TASK GOAL: How many lines of the data contain the word "options"? Give only that number.

[Opening RECORDS FOR THE EXERCISE section]

PR #2909, opened 2021-07-01
Inclusion of safe array sum avoiding "unsupported operand types"

guil95:
Inclusion of safe array sum avoiding "unsupported operand types"

### DIFF
--- a/src/Client.php
+++ b/src/Client.php
@@ -253,7 +253,7 @@ class Client implements ClientInterface, \Psr\Http\Client\ClientInterface
             $defaults['proxy']['no'] = \explode(',', $cleanedNoProxy);
         }
 
-        $this->config = $config + $defaults;
+        $this->config = $this->sumArray($config, $defaults);
 
         if (!empty($config['cookies']) && $config['cookies'] === true) {
             $this->config['cookies'] = new CookieJar();
@@ -301,7 +301,7 @@ class Client implements ClientInterface, \Psr\Http\Client\ClientInterface
         }
 
         // Shallow merge defaults underneath options.
-        $result = $options + $defaults;
+        $result = $this->sumArray($options, $defaults);
 
         // Remove null values.
         foreach ($result as $k => $v) {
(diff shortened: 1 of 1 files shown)


src/Client.php
```diff
@@ -253,7 +253,7 @@ private function configureDefaults(array $config): void
             $defaults['proxy']['no'] = \explode(',', $cleanedNoProxy);
         }
 
-        $this->config = $config + $defaults;
+        $this->config = (array) $config + (array) $defaults;
```
GrahamCampbell, line 256: it is impossible for either of these to not be an array

GrahamCampbell (changes requested):

src/Client.php
guil95: The same goes for line 304?

guil95: Today I had a problem for not having an array sum check on line 304 of this “Client” so I did the casting in the two places where I found the problem, if one of the values ​​is null it will give the error "types not supported operands ", by making this change we will no longer have this problem

GrahamCampbell:
What version of PHP are you running?

GrahamCampbell:
Does https://github.com/guzzle/guzzle/pull/2910 fix the issue?

guil95:
PHP 7.4.9

guil95:
It may still not fix, I believe that by casting to array we are preventing it and making sure it won't cause the problem...

GrahamCampbell:
Can you please test that change. I am not merging code that casts things that are already arrays.

guil95:
> Does #2910 fix the issue?
It may still not fix, I believe that by casting to array we are preventing it and making sure it won't cause the problem...

guil95:
> Você pode testar essa mudança. Não estou mesclando código que converte coisas que já são matrizes.

If they were already matrices I wouldn't break my application, but you have the power if you don't want to develop defensively, that's ok :D

GrahamCampbell:
There's a difference between defensive and impossible.

guil95:
> Existe uma diferença entre defensivo e impossível.

image

It's not impossible

GrahamCampbell:
And that's because of `this->config` being null, and not any of the changes you made. Please confirm #2910 fixes your issue.

guil95:
> E isso por `this->config`ser nulo, e não por nenhuma das alterações que você fez. Confirme se o [# 2910](https://github.com/guzzle/guzzle/pull/2910) corrige o seu problema.

This is the danger of using arrays for everything, I believe this casting would not affect the application at all, whether in performance or anything else, but that's ok

GrahamCampbell:
Please try the fix. This conversation is not helpful.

[Closing RECORDS FOR THE EXERCISE section]

WORKED SOLUTION: 3